海運プラザ クローズアップ明和

第16回明和船団オーナーズ

明和海運では、自社で所有している船舶(4隻:注)と船主(オーナー)から借りて運航している船舶(12隻:注)によって、明和船団を構成しています。(注)2013年7月現在

このコーナーでは、明和海運のファンネルマークを付けた船舶を運航し、荷主様のご要望にお応えすべく、高い運航品質の維持に取り組んでいる明和船団の社長を数回に分けてご紹介してきましたが、今回で最終回となります。

Vol.12 西伸海運株式会社 代表取締役 小嶋 一喜さん

【会社概要】

会社名 
: 西伸海運 株式会社
所在地 
: 熊本県上天草市大矢野町登立12082
社 長 
: 代表取締役 小嶋 一喜
所有船舶 
: 明成丸(めいせいまる)
 ※明和海運(株)所有

~オーナーへの道~

オーナーへの道

昭和40年3月に中学卒業と同時に父が廻していた機帆船で大阪~油津の初航海に出ました。
家業は船乗りという家で生まれ育ち、父母が船で留守が多い中、祖父母が育ててくれました。近所もほとんどが船乗りでしたし、中学卒業と共に船に乗るのが仕事と思っていたので、その他の選択肢は全く考えていませんでした。

昭和48年8月に西伸海運株式会社を設立し法人化しましたが、それまでは父が個人で事業を運営していました。父と一緒に船に乗っていましたが、船上ではあまり話をした記憶がありません。私は長男でしたし、父と子の関係というのは、そういうものなのかもしれません。法人化して10年経った頃(昭和48年8月)、父が病気で倒れたため、社長を引き継ぐことになりました。私が33歳のときでした。当時、重油タンカーを自社船で運航していましたが、昭和60年4月に売船し、その時、その船を購入したのが明和海運でした。
昭和60年7月より、魚油(いわし)を輸送する船のマンニングの話があり、若かったのと、船に乗れる嬉しさもあり、未知の所、北海道~長崎の航路でマンニングを始めました。この時、出会った船主、オペレーター、そして代理店の方々に大変お世話になり、勉強もさせていただきました。この方々のご尽力で、ケミカルタンカーや液化アンモニア船等をマンニングさせていただき今日に至っております。
平成3年5月に、明和船団の船のマンニングの話があり、そこから明和海運との関係が始まりました。 明和海運は、昭和60年の売船時に取引をしている相手でもあり、ご縁とは不思議なものだなと感じています。現在は、明和海運の社船のマンニングをしており、同社と直接取引する関係になっています。明和船団の一員となってから今年で23年が経ち、長いお付き合いをさせていただいております。

~大切にしていること~

大切にしていること

我が人生、船があって、人とのつながりがあってのものです。今日の私があるのも、人と人のつながりであり、信頼関係があってのものだと、思っています。お世話になった方には、ご恩を返す。人を騙さない、裏切らない。そういうことを積み重ねて行くことで、信頼関係を築けるのだと思います。
今までのことを振り返ってみても、厳しい時期や苦しい時もありましたが、周りの方々にご支援をいただいたことで、何とか乗り越えてこれました。

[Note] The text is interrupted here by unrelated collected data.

PR #150, opened 2015-05-28
Delay pane activation on mousedown to fix loss of focus

nathansobo:
Force pushed an update to this pull request. This should now fix atom/atom#6662 without breaking dragging.

There's a complex interaction going on between `focus`, `mousedown`, and `dragstart` events. It seems that no matter what I try, if `document.activeElement` changes synchronously during a `mousedown` event, the subsequent `dragstart` event is never handled. There may be a hidden issue regarding our focus handling in core that would enable a more elegant fix to this, but I haven't been able to find it and would like to just fix the immediate issue for now.

### DIFF
--- a/lib/tab-bar-view.coffee
+++ b/lib/tab-bar-view.coffee
@@ -63,7 +63,7 @@ class TabBarView extends View
         false
       else if which is 1 and not target.classList.contains('close-icon')
         @pane.activateItem(tab.item)
-        @pane.activate()
+        setImmediate => @pane.activate()
         true
       else if which is 2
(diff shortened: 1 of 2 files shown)


izuzak:
@nathansobo This seems to break the ability to drag tabs (e.g. to reorder them in the tab bar, or to drag them to another windows). Are you seeing the same problem with these changes applied?

nathansobo:
@izuzak Want to give this a spin?

izuzak:
@nathansobo Works great, as far as I can tell! :zap:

事業をマンニングに特化して、一時期は5隻のマンニングで50名程度の船員を抱えていましたが、やはり一番気を遣ったのは配乗でした。人と人との関係が良くなければ、いい仕事はできません。
それは仕事であっても、普段の生活であっても同じだと思います。
40歳を過ぎてからゴルフを始め、人とのつながりも広がりました。これからも、船と人を大切にし、仕事もプライベートも充実した人生を送っていきたいと考えています。

オーナーってどんな人?

オーナーってどんな人?

見たままの真っ直ぐな人です。
今まで大変な時期もありましたが、つらい時や苦しい時に不思議と良いきっかけが生まれて、それを乗り越えていくことができました。とても強いツキも持った人だと思います。
主人は船、私は会計と役割分担がはっきりしていて、船のこと、船員のことは、全て主人の頭の中に入っています。 人から好かれるタイプのようで、主人から声をかけると人が自然と集まりますし、よく声もかけられるようです。今でいう癒し系なのかもしれません。船中心で友人のほとんどが船員だったので、私がゴルフを勧め、交友関係も広がり、下船中でも友人と出かけることが多くなりました。 ゴルフコンペでは、優勝やらホールインワンやら、色々なカップを持ち帰ってきて、ズバ抜ぬけて上達しているようです。

~オーナーさんのとっておき!~

オーナーさんのとっておき!

熊本名物の健康食「からし蓮根」がお薦めです!

からし蓮根(れんこん)は、今から約360年前(江戸時代)に病弱だった熊本藩主細川忠利のために発明された「健康食」です。
蓮根は増血剤として優れている上に辛子(からし)には食欲増進作用があるため、栄養食として病弱だった殿様に献上したのが始まりだったと言われています。また、蓮根を輪切りにした断面が細川家の家紋(九曜紋)と似ていたことから当時は門外不出の料理とされていましたが、明治維新からは一般にも製法が伝わり、熊本名物の一つとなりました。

ゆでた蓮根に、辛子と熊本名産の麦みそを練り合わせたものを詰めて、ころもを付けて揚げたもので、現在でも江戸時代の製法を受け継いでいます。蓮根のシャキシャキした歯触りと、ツーンとした辛子の味が、絶妙にマッチしていて、酒の肴にもぴったりです。熊本のおせち料理や冠婚葬祭の時には欠かせないものとなっています。
江戸時代から続く栄養食で一度味わうと不思議とクセになる、熊本名物「からし蓮根」を是非一度ご賞味ください。